- _Exercise directions_: Every entry is to be set down a second time, precisely as written.

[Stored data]

--------

Issue #380, opened 2025-04-29
Fray's End loads slowly due to generating cloud texture


wjt:
Fray's End takes (on my 2019 Dell XPS laptop) around 4 seconds to load. The vast majority of this time is spent generating the noise texture for the clouds.

Having read the [NoiseTexture2D documentation](https://docs.godotengine.org/en/stable/classes/class_noisetexture2d.html) I feel like it should be possible to create the noise asynchronously and fade the clouds in when they are ready.

wjt:
The problem was mitigated in #377 by:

--------

- _Response_:
Issue #380, opened 2025-04-29
Fray's End loads slowly due to generating cloud texture


wjt:
Fray's End takes (on my 2019 Dell XPS laptop) around 4 seconds to load. The vast majority of this time is spent generating the noise texture for the clouds.

Having read the [NoiseTexture2D documentation](https://docs.godotengine.org/en/stable/classes/class_noisetexture2d.html) I feel like it should be possible to create the noise asynchronously and fade the clouds in when they are ready.

wjt:
The problem was mitigated in #377 by:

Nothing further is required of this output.